* TASK DESCRIPTION
The entries follow. Copy every line in which "last" appears.

Stored items
PR #20867, opened 2025-01-16
chore: Add convenience list and count without Filter

Artur-:
Using a default implementation does not put any extra burden on the interface implementor


mshabarov (approved):
Why didn't I suggest it last time 🤔 
LGTM.

Artur-:
Haha, last time I thought about rejecting `count(null)` but this works much better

* ANSWER
Why didn't I suggest it last time 🤔 
Haha, last time I thought about rejecting `count(null)` but this works much better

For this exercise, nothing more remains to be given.